1. An AC arc detection method based on current and harmonic fluctuations, characterized in that A control device applied to an arc detection system, the arc detection system further comprising: a first data acquisition device, a second data acquisition device; the method comprising: Collecting first electrical signal data at a preset position in a target power grid by the first data acquisition device at a first sampling frequency within a preset first time period, extracting harmonic features in the first electrical signal data, and at the same time, collecting second electrical signal data at the preset position by the second data acquisition device at a second sampling frequency within the preset first time period, extracting current waveform features in the second electrical signal data; the first sampling frequency is greater than the second sampling frequency; Determining a binary classification feature dataset according to the harmonic features and the current waveform features; Determining a fluctuation feature dataset according to the harmonic features and the current waveform features; Training a preset model based on the binary classification feature dataset and the fluctuation feature dataset respectively to obtain a binary classification model and a fluctuation model; Performing arc fault detection on the electrical signals in a preset second time period at the preset position through the binary classification model and the fluctuation model respectively to obtain a first detection result and a second detection result; Determining a target arc fault detection result at the preset position according to the first detection result and the second detection result.

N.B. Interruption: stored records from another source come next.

Issue #630, opened 2017-12-24
After Deleting the User, user's profile picture is not deleted in the server!


yoginth:
### For Feature Requests

Desired Feature: none

### For Bug Reports

* BookStack Version *(Found in settings, Please don't put 'latest')*: 19
* PHP Version: 7.2
* MySQL Version: 5.7

##### Expected Behavior

Profile Picture needs to be deleted if the user is deleted.

##### Current Behavior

2. The method according to claim 1, wherein The extracting of the harmonic features in the first electrical signal data includes: Determining the power frequency period corresponding to the target power grid; Determining a target window according to the power frequency period; Extracting n frequency point channels in the first electrical signal data based on a preset short-time fast Fourier transform with the target window; n is a positive integer; Determining a first classification label corresponding to the first electrical signal data; the first classification label includes one of the following: normal label, arc label; Constructing the harmonic features according to the n frequency point channels and the first classification label.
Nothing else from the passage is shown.